[Stored data]
PR #2572, opened 2026-01-12
[ash] Add fg command for simple job control to ash

ghaerr:
Adds `fg` command to ash for simple job control. Use in conjunction with ^Z (terminal stop) and `jobs` command to restart stopped jobs into foreground.

ELKS `ash` doesn't implement full job control. In particular, job control doesn't work well or at all with programs that are stopped while waiting for input, due to problems related to simultaneous reading of stdin by the shell and child programs. This implementation of `fg` essentially just reads the list of stopped jobs and executes a `kill -CONT <pid>`. Use `jobs` to list all stopped or background jobs.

> _What is expected_:
Identify every line above with the string "command" in it. Copy those lines.

> _Response_:
[ash] Add fg command for simple job control to ash
Adds `fg` command to ash for simple job control. Use in conjunction with ^Z (terminal stop) and `jobs` command to restart stopped jobs into foreground.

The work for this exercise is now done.